Statistiques de genre et budgets publics : Des parlementaires formés pour mieux agir en Afrique de l’Ouest et du Centre
Des parlementaires de plusieurs pays d’Afrique de l’Ouest et du Centre ont pris part à un atelier régional axé sur l’utilisation des statistiques de genre et la budgétisation sensible au genre, en vue de renforcer l’efficacité des politiques publiques en faveur des femmes et des filles.
Organisée par la Direction Nationale de l'Equité et de l'Egalité de Genre et ONU FEMMES, cette rencontre regroupe des parlementaires venus du Sénégal, de la Côte d’Ivoire, de la Mauritanie, du Tchad, de la République centrafricaine, du Cameroun et de la République démocratique du Congo. L’objectif étant de renforcer leur capacité dans l’utilisation des données de genre afin d’orienter les décisions politiques et budgétaires.

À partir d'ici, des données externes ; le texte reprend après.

Issue #2737, opened 2021-07-30
SacreBLEU update


devrimcavusoglu:
With the latest release of [sacrebleu](https://github.com/mjpost/sacrebleu), `datasets.metrics.sacrebleu` is broken, and getting error.

    AttributeError: module 'sacrebleu' has no attribute 'DEFAULT_TOKENIZER'

this happens since in new version of sacrebleu there is no `DEFAULT_TOKENIZER`, but sacrebleu.py tries to import it anyways. This can be fixed currently with fixing `sacrebleu==1.5.0`

## Steps to reproduce the bug
```python
sacrebleu= datasets.load_metric('sacrebleu')
predictions = ["It is a guide to action which ensures that the military always obeys the commands of the party"]
references = ["It is a guide to action that ensures that the military will forever heed Party commands"]
results = sacrebleu.compute(predictions=predictions, references=references)
print(results)
```

## Environment info

- `datasets` version: 1.11.0
- Platform: Windows-10-10.0.19041-SP0
- Python version: Python 3.8.0
- PyArrow version: 5.0.0

bhavitvyamalik:
Hi @devrimcavusoglu, 
I tried your code with latest version of `datasets`and `sacrebleu==1.5.1` and it's running fine after changing one small thing:
```
sacrebleu = datasets.load_metric('sacrebleu')
predictions = ["It is a guide to action which ensures that the military always obeys the commands of the party"]
references = [["It is a guide to action that ensures that the military will forever heed Party commands"]]  # double brackets here should do the work
results = sacrebleu.compute(predictions=predictions, references=references)
print(results)
output: {'score': 41.180376356915765, 'counts': [11, 8, 6, 4], 'totals': [18, 17, 16, 15], 'precisions': [61.111111111111114, 47.05882352941177, 37.5, 26.666666666666668], 'bp': 1.0, 'sys_len': 18, 'ref_len': 16}
```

Mireille Kamitatu, Directrice adjointe du Bureau régional d’ONU Femmes pour l’Afrique de l’Ouest et du Centre, a insisté sur l’importance de transformer les statistiques en leviers d’action. Elle a rappelé que derrière chaque chiffre se cache une réalité humaine, souvent marquée par des inégalités persistantes.
Elle a notamment évoqué des indicateurs préoccupants, tels qu’un taux élevé de mortalité maternelle dans la région, la forte présence des femmes dans le secteur informel ou encore les violences basées sur le genre. Autant de réalités qui, selon elle, doivent être prises en compte dans l’élaboration des budgets et des politiques publiques.
"Les données existent, mais elles doivent être utilisées là où se prennent les décisions. Vous êtes ici parce que vous êtes le maillon entre la donnée et la décision. Notre région porte des réalités que les chiffres ne devraient plus pouvoir ignorer : 733 décès maternels pour 100 000 naissances en Afrique de l'Ouest parmi les taux les plus élevés au monde. Plus de 97% des emplois féminins sont dans l'informel. Et dans certaines parties de notre région, une femme sur quatre subit des violences d'un partenaire intime, 70% sont victimes d’incestes. Les violences se perpétuent en silence", rappelle-t-elle, tout en invitant les parlementaires à jouer pleinement leur rôle dans l’intégration des statistiques de genre dans les lois de finances et les mécanismes de contrôle budgétaire.
L’expérience du Sénégal a été citée comme une illustration concrète de l’impact des données sur les décisions politiques. La loi sur la parité, adoptée en 2010, a permis d’augmenter significativement la représentation des femmes à l’Assemblée nationale, démontrant ainsi le pouvoir des statistiques dans le plaidoyer et la réforme.
"A tout seigneur, tout honneur. L'expérience sénégalaise est instructive non pas comme modèle parfait, mais comme preuve que les données peuvent faire bouger les lignes. En 2010, face à des statistiques documentant la sous-représentation criante des femmes seulement 23% des sièges parlementaires, alors qu'elles représentent 52% de la population le mouvement des femmes a su s'emparer de ces chiffres pour porter la Loi sur la parité. Résultat : dès les élections de 2012, la représentation des femmes à l'Assemblée nationale est passée de 22% à plus de 43%. Aujourd'hui, le Sénégal figure parmi les quatre premiers pays d'Afrique pour la représentation parlementaire des femmes. La donnée seule ne fait pas la loi. Mais sans données, le plaidoyer reste dans le vague", a-t-elle indiqué.
Représentant la ministre de la Famille, de l’Action sociale et des Solidarités, Astou Fall (conseillère technique) a, de son côté, mis en avant l’engagement du Sénégal en faveur de l’égalité de genre. Elle a rappelé que cette ambition est inscrite dans des cadres stratégiques tels que la Vision Sénégal 2050 et la Stratégie nationale pour l’équité et l’égalité de genre.
Selon elle, la budgétisation sensible au genre constitue un outil essentiel pour réduire les inégalités.
"Il ne s’agit pas de budgets distincts pour les femmes, mais de veiller à ce que chaque dépense publique contribue à l’équité", précise Mme Fall.
Elle a également souligné le rôle déterminant des parlementaires, appelés à influencer les lois, orienter les budgets et assurer le contrôle de l’action gouvernementale sur la base de données fiables et désagrégées.
Par ailleurs, cet atelier se veut un cadre pratique d’apprentissage et d’échanges d’expériences entre pays. Les participants seront amenés à analyser des données concrètes et à identifier des leviers pour intégrer les statistiques de genre dans leurs travaux parlementaires.
À l’issue de la rencontre, les organisateurs espèrent voir émerger une nouvelle dynamique, où les décisions politiques seront davantage fondées sur des preuves, au service d’une gouvernance plus équitable et d’un développement inclusif dans la région.